The settlement paved the way for other countries to also pass legislation that could override the draconian intellectual property rights regime of the World Trade Organisation (WTO) and Kenya, for example, has taken the gap.
What the court victory also did was win the hearts and minds of developing countries. Reading the writing on the wall, pharmaceutical companies reduced the price of life-saving drugs drastically so that some drugs are now 85 percent of their initial cost. In countries like Botswana and Lesotho, companies are giving the drug free for a stipulated period.
Their attempts to make the drugs affordable have been cautiously welcomed, but activists say these can be piecemeal. What is needed is a global tiered pricing system that introduces greater certainty and standards.
"They seem more willing to countenance limited, ad hoc arrangements that are easier to control and less likely to lead to profit-reducing, parallel importing," according to an HIV/AIDS dossier in the ACP-EU Courier magazine. ACP is the African, Caribbean and Pacific group that has a special trade arrangement with the European Union (EU).
In addition to such a pricing policy, more funding is also necessary to extend treatment. A report on the United Nations IRIN service said Stephen Lewis, the UN special envoy for AIDS in Africa, said 2002 should be a breakthrough year for access to treatment.
"Africa is now mobilised and ready to take advantage of all the plans that are in place, but it needs a dramatic infusion of donor dollars and that money is not there," he said.
Currently only 30,000 Africans living with AIDS get anti- retrovirals - against an infected population of 25.3 million people, according to UNAIDS.
In November, the World Trade Organisation members agreed to a declaration which clarifies that the Trade Related Aspects of Intellectual Property agreement (TRIPS) should not prevent developing countries acting in the interests of public health.
In addition to the judgement, this declaration also creates the context for poor countries to secure cheaper drugs, either through price reduction or through parallel imports.
But as the epicentre of the pandemic has moved into Southern Africa, attention is increasingly falling on the South African government's prevarication on AIDS.
President Mbeki's government has failed to take the gap opened up by the March court victory - no efforts have been made to import generic drugs. Instead, government has repeatedly questioned their efficacy and raised queries about toxicity.
By the end of the year, it had arguably lost the moral high ground when activists won a court case ordering the state to introduce a drug treatment programme to prevent the transmission of HIV from pregnant mothers to about 70,000 babies a year.
Health Minister, Manto Tshabalala-Msimang, has decided to appeal the judgement, opening the way for another fractious year in 2002.
Lawyers are taking on HIV-positive babies as their clients, and suing the state on the infants behalf.
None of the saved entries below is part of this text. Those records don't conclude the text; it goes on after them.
Issue #70, opened 2020-01-14
Do not link to PALCI records


ruthtillman:
PALCI records are not in the public catalog. When displaying, do not link.

cdmo:
@mkutch So, what is the canonical way to determine if an item is "of PALCI"? itemType or homeLocation?

ruthtillman:
Looks good.

cdmo:
I talked with @mkutch today, the itemType is canonical. She said that Shane Burris said that it is reliable 99.9% of the time, it is populated by a dynamic process. It is rare that this process fails and in those cases ILL will fix manually. (Just wanted to record this)

PR #79, opened 2020-01-24
Adds logic to not create a link if an item is from PALCI

cdmo:
#70 

actionview components made this pretty easy :)

### DIFF
--- a/app/components/bib_item_component.rb
+++ b/app/components/bib_item_component.rb
@@ -17,6 +17,10 @@ class BibItemComponent < ActionView::Component::Base
     "#{@title} / #{@author}"
   end
 
+  def final_title
+    link_to_unless @type == 'PALCI', processed_title, catalog_url
+  end
+
   def catalog_url
     CATALOG_URL + @catkey
   end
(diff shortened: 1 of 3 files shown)


app/components/bib_item_component.rb
```diff
@@ -17,6 +17,10 @@ def processed_title
     "#{@title} / #{@author}"
   end
 
+  def final_title
+    link_to_unless @type == 'PALCI', processed_title, catalog_url
```
banukutlu: nice 👌

spec/components/bib_item_component_spec.rb
```diff
@@ -8,14 +8,37 @@
...
     hold.record['fields']['bib']['fields']['title'] = 'A wonderful title'
     hold.record['fields']['bib']['fields']['author'] = ''
     result = render_inline(described_class, bibitem: hold)
-    expect(result.to_html).to include 'A wonderful title</a>'
+    expect(result.to_html).to include 'A wonderful title'
+  end
+
+  context 'when bib item type is anything but PALCI' do
+    before do
+      hold.record['fields']['item']['fields']['itemType']['key'] = 'ATLAS'
```
banukutlu: very cool format you used here @cdmo 😎

spec/components/bib_item_component_spec.rb
```diff
@@ -8,14 +8,37 @@
...
+    end
+
+    it 'renders an linked title' do
```
banukutlu:
```suggestion
    it 'renders a linked title' do
```
sorry for the totally unnecessary suggestion but I cannot help it :)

It is likely to be the pattern next year as government digs in its heels and insists it will not extend a treatment programme until it has the necessary infrastructure and safety insurance.
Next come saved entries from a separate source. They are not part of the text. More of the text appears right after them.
Issue #69, opened 2020-01-14
Custom error messages for renewals


banukutlu:
Map these error codes to the custom messages for renewals:

`messageList{code}=141`
Sirsi : `Override required to exceed renewal limit.`
Custom : `Denied -- Renewal limit reached, cannot be renewed.<br>Due date remains unchanged.`

`messageList{code}=7703`
Sirsi : `Override required to exceed unseen renewal limit.`
Custom :  `Denied -- Renewal limit reached, cannot be renewed.<br>Due date remains unchanged.`

`messageList{code}=105`
Sirsi : `Item has been recalled`
Custom : `Denied -- Item has been recalled, cannot be renewed.<br>Due date remains unchanged.`

`messageList{code}=252`
Sirsi : Item has holds
Custom : ` Denied -- Item has holds, cannot be renewed.<br>Due date remains unchanged.`

`messageList{code}=46`
Sirsi : `Item on reserve, may not be renewed`
Custom : `Denied -- Item on reserve, cannot be renewed.<br>Due date remains unchanged.`

For java errors, add the generic error msg and with a link to https://libraries.psu.edu/about/libraries

ruthtillman:
In revising overall error message:

- display shortened success/error messages if more than 25 items being renewed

Yet, poorer countries like Senegal and Uganda, as well as wealthy Botswana, are introducing treatment programmes, while Kenya is likely to import generic drugs.
These countries have realised that prevention and treatment are both vital weapons in the AIDS fight.
In the 21st century, African leadership is increasingly being forced in the HIV/AIDS arena. "The President himself speaks out on AIDS," says Senegal's Health Minister Dr Awa Marie Coll-Seck to explain the countries' success in curbing the spread of AIDS.
South Africa, unfortunately, is suffering a lack of leadership in its battle. And its one factor that has seen the country eclipse all other African nations, except Botswana, in the rate of HIV infection.
Sub-Saharan Africa is by far the worst affected region in the world. The estimated 3.4 million new infections in sub-Saharan Africa in 2001 mean that 28.1 million Africans now live with the virus, according to UNAIDS.
It estimates that 2.3 million Africans died of AIDS in 2001.